Did the nouveau.modeset.0 thing to grub, now see all four …
$ nvidia-smi -L
GPU 0: GeForce GTX 1080 Ti (UUID: GPU-401c4e35-ae2c-23ce-06a5-21467cfdfb05)
GPU 1: GeForce GTX 1080 Ti (UUID: GPU-e5af8408-f629-455a-df02-c31c1de0ecc6)
GPU 2: GeForce GTX 1080 Ti (UUID: GPU-8308c5d5-b95e-aefa-e2e3-da73d354f4d2)
GPU 3: GeForce GTX 1080 Ti (UUID: GPU-e65a265e-ee69-a13e-8b7a-c49e1ba4d963)

1 Like

Libraries (e.g. nvidia-smi,tensorflow, keras, torch) will sometimes detect fewer GPUs than expected (for example, detecting only 3 GPUs when the machine has 4).
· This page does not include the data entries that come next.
PR #1104, opened 2019-12-05
feature(k8s): enable only adding some videos to persisted volume

alfonso-presa:
### Description
This enables changing the mount path of the videos volume in eks.

### Motivation and Context
For auditing purposes (due to legal requirement) we need to save evidences (videos) of tests executed prior to deployment to some environments for a large amount of time (>2 years). We execute plenty of tests that we don't need the videos to be persisted. With this change, by adding the `zal:build` capability we are able to make those test evidences end in an specific folder inside `/home/seluser/video` called `evidences`. We can take advantage of the current video PVC to provide an NFS to S3 FileGateway volume so that the videos of our interest end up in an S3 bucket. We don't mind loosing the videos in the dashboard upon servers restarts (although if you want we could provide another optional PVC for the purpose of this PR, we did not in shake of getting the minimal code impact to the project). 

### How Has This Been Tested?
We created and NFS to S3 File Gateway Claim and added it to our helm by using the values file and the properties for that purpose. The dashboard keep showing the videos and logs properly.

### Types of changes

### Checklist:
- [X] My change requires a change to the documentation.
- [X] I have updated the documentation accordingly.

### DIFF
--- a/docker/Dockerfile
+++ b/docker/Dockerfile
@@ -391,6 +391,8 @@ COPY zalenium.sh \
  /home/seluser/
 COPY scm-source.json /
 
+RUN mkdir /home/seluser/videos
+
 #-----------------#
 # Fix perms again #
 #-----------------#
--- a/charts/zalenium/templates/_pod-template.yaml
+++ b/charts/zalenium/templates/_pod-template.yaml
@@ -164,7 +164,7 @@ spec:
         {{- toYaml .Values.hub.resources | nindent 8 }}
       volumeMounts:
         - name: {{ template "zalenium.fullname" . }}-videos
-          mountPath: /home/seluser/videos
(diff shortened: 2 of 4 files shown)


docker/Dockerfile
```diff
@@ -391,6 +391,8 @@ COPY zalenium.sh \
  /home/seluser/
 COPY scm-source.json /
 
+RUN mkdir /home/seluser/videos
```
diemol: Why do we need to create this directory when the image is built? This should be done implicitly when the volume is mounted.

alfonso-presa: Because with this changes you might use a subfolder of videos for persistance.... So the folder is needed for the process not to fail.

PR #1169, opened 2020-03-26
Update KubernetesContainerClient.java readiness probe

tomassatka:
Could you please remove proxy from readinessProbe? I dont see a need for it in this probe...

This occurs if one or more GPUs were above a specified temperature threshold when machine was booted. The fix is to simply reboot the machine. If a reboot doesn’t work, shut the machine down for 5 minutes to let all GPUs cool and then turn the machine back on.

Why does this happen?
The GPU firmware interprets high temperatures at boot time as a potential cooling issue. The GPU firmware will refuse to reveal a GPU to the operating system / motherboard if it is above a certain temperature. This is an effort to prevent potential heat damage. Unfortunately the firmware is quite strict, and simply browsing the web and then rebooting the machine is sometimes enough to trigger the issue, let alone rebooting after a heavy GPU training job.